PR #431, opened 2019-07-15
CT-656 - Make explainTransaction methods return promise

CapnMigraine:
The explainTransaction method for EOS makes an asynchronous call and returns a promise. In order to be consistent, other coins should return a promise as well.

References:
https://bitgoinc.atlassian.net/browse/CT-656
https://bitgoinc.atlassian.net/browse/CT-637

### DIFF
--- a/modules/core/src/v2/coins/abstractUtxoCoin.ts
+++ b/modules/core/src/v2/coins/abstractUtxoCoin.ts
@@ -1,5 +1,6 @@
 import { hdPath } from '../../bitcoin';
 import { BaseCoin } from '../baseCoin';
+import { NodeCallback } from '../types';
 const config = require('../../config');
 const bitcoin = require('bitgo-utxo-lib');
 const bitcoinMessage = require('bitcoinjs-message');
@@ -12,6 +13,38 @@ const RecoveryTool = require('../recovery');
 const errors = require('../../errors');
 const debug = require('debug')('bitgo:v2:utxo');
 import { Codes, VirtualSizes } from '@bitgo/unspents';
+
+export interface Output {
+  address: string;
+  amount: string;
+}
+
+export interface TransactionFee {
+  fee: number;
+  feeRate?: number;
+  size: number
+}
+
+export interface AbstractUtxoCoinTransactionExplanation {
+  displayOrder: string[];
+  id: string;
+  outputs: Output[],
+  changeOutputs: Output[],
+  outputAmount: string;
+  changeAmount: number;
+  fee: TransactionFee;
+}
+
+export interface Unspent {
+  id: string,
+  value: string,
+}
+
+export interface AbstractUtxoCoinExplainTransactionOptions {
+  txHex: string;
+  txInfo: { changeAddresses: string[], unspents: Unspent[] };
+  feeInfo?: string;
+}
 
 export class AbstractUtxoCoin extends BaseCoin {
 
@@ -191,7 +224,7 @@ export class AbstractUtxoCoin extends BaseCoin {
       const keySignatures = _.get(wallet, '_wallet.keySignatures');
 
       // obtain all outputs
-      const explanation = this.explainTransaction({
+      const explanation = yield this.explainTransaction({
         txHex: txPrebuild.txHex,
         txInfo: txPrebuild.txInfo,
         keychains: keychains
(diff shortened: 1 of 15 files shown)


modules/core/src/v2/coins/abstractUtxoCoin.ts
```diff
@@ -13,6 +13,38 @@ const errors = require('../../errors');
...
+  amount: string;
+}
+
+export interface TransactionFee {
+  fee: number;
+  feeRate?: number;
+  size: number
+}
+
+export interface TransactionExplanation {
```
marktoda: Is this the same interface across coins? Maybe it could be moved to baseCoin

dannybitgo:
@CapnMigraine This is a breaking change, and would break the OVC: https://github.com/BitGo/offline-signing-tool/blob/f8341f88fba9b2ecb10125909a2520aa563d5e7a/frontend/scripts/signTransaction/signTransactionController.js#L150

dannybitgo:
Does EOS need to return a promise for this? Can we find a way to wrap it so that doesn't happen instead?

CapnMigraine:
> @CapnMigraine This is a breaking change, and would break the OVC: https://github.com/BitGo/offline-signing-tool/blob/f8341f88fba9b2ecb10125909a2520aa563d5e7a/frontend/scripts/signTransaction/signTransactionController.js#L150

Yeah, I'm working on changes to OVC to support this change

modules/core/src/v2/coins/abstractUtxoCoin.ts
```diff
@@ -1006,126 +1038,128 @@ export class AbstractUtxoCoin extends BaseCoin {
     return areAllSignaturesValid;
   }
 
-  explainTransaction(params = {} as any) {
-    const { txHex, txInfo } = params;
+  explainTransaction(params: ExplainTransactionOptions): Bluebird<TransactionExplanation> {
```
tylerlevine: This should also take an optional `NodeCallback<TransactionExplanation>`, then pass to `asCallback` on the coroutine. Same for all the other implementations.

modules/core/src/v2/coins/xrp.ts
```diff
@@ -376,40 +376,42 @@ export class Xrp extends BaseCoin {
...
-      txHex = params.txHex;
-    } catch (e) {
+  explainTransaction(params: ExplainTransactionOptions): Bluebird<TransactionExplanation> {
+    return co(function *() {
+      let transaction;
+      let txHex;
       try {
-        transaction = JSON.parse(params.txHex);
-        txHex = rippleBinaryCodec.encode(transaction);
+        transaction = rippleBinaryCodec.decode(params.txHex);
```
tylerlevine: Why is this change here?

modules/core/src/v2/coins/xrp.ts
```diff
@@ -485,32 +487,32 @@ export class Xrp extends BaseCoin {
    * @param callback
    */
   public recover(params: RecoveryOptions, callback): Bluebird<RecoveryInfo | string> {
```
tylerlevine: callback param should be `callback?: NodeCallback<RecoveryInfo | string>`

modules/core/test/v2/unit/coins/btc.ts
```diff
@@ -413,36 +413,48 @@ describe('BTC:', function() {
...
-        it('should fail for invalid transaction hexes', () => {
-          (() => coin.explainTransaction())
-          .should.throw('invalid transaction hex, must be a valid hex string');
-
-          (() => coin.explainTransaction({
-            txHex: ''
-          })).should.throw('invalid transaction hex, must be a valid hex string');
+        it('should fail for invalid transaction hexes', co(function *() {
+          try {
+            yield coin.explainTransaction();
```
tylerlevine: `yield coin.explainTransaction().should.be.rejectedWith('invalid ...');` is a little cleaner

modules/core/src/v2/coins/abstractUtxoCoin.ts
CapnMigraine: It's not the same, but I created one in baseCoin that's extended by each coin that implements explainTransaction.

modules/core/src/v2/coins/xrp.ts
CapnMigraine: git is showing it more complicated than it is... this try/catch matches the one in line 382 of the old version, the next one in line 387 is the same as the one in line 386 of the old version. Only the indentation changed.

modules/core/src/v2/coins/xrp.ts
CapnMigraine: ok, fixed

modules/core/test/v2/unit/coins/btc.ts
CapnMigraine: good one, changed.

modules/core/src/v2/coins/eos.ts
```diff
@@ -82,16 +86,7 @@ interface DeserializedEosTransaction extends EosTransactionHeaders {
...
-
-interface TransactionExplanation {
-  displayOrder: string[];
-  id: string;
-  outputs: Recipient[];
-  changeOutputs: Recipient[];
-  outputAmount: string;
-  changeAmount: number;
-  fee: {};
+  memo?: string;
```
CapnMigraine: small non-related fix, memo was not present in result

modules/core/src/v2/coins/eos.ts
```diff
@@ -365,6 +360,7 @@ export class Eos extends BaseCoin {
       const transferActionData = EosJs.modules.Fcbuffer.fromBuffer(transferStruct, serializedTransferDataBuffer);
       transaction.address = transferActionData.to;
       transaction.amount = this.bigUnitsToBaseUnits(transferActionData.quantity.split(' ')[0]);
+      transaction.memo = transferActionData.memo;
```
CapnMigraine: related to non-related fix up in line 89

modules/core/src/v2/coins/algo.ts
```diff
@@ -49,34 +44,25 @@ export interface TransactionPrebuild {
...
+interface TransactionExplanation extends BaseCoinTransactionExplanation {
+  memo: string;
 }
 
 interface KeyPair {
   pub: string;
   prv: string;
 }
 
-const MAX_ALGORAND_NOTE_LENGTH = 1024;
```
CapnMigraine: removed this because it's not used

§ **Exercise instructions**
Which lines in the material contain the word "txPrebuild"? Pull each of them out.

§ **Reply**
         txHex: txPrebuild.txHex,
         txInfo: txPrebuild.txInfo,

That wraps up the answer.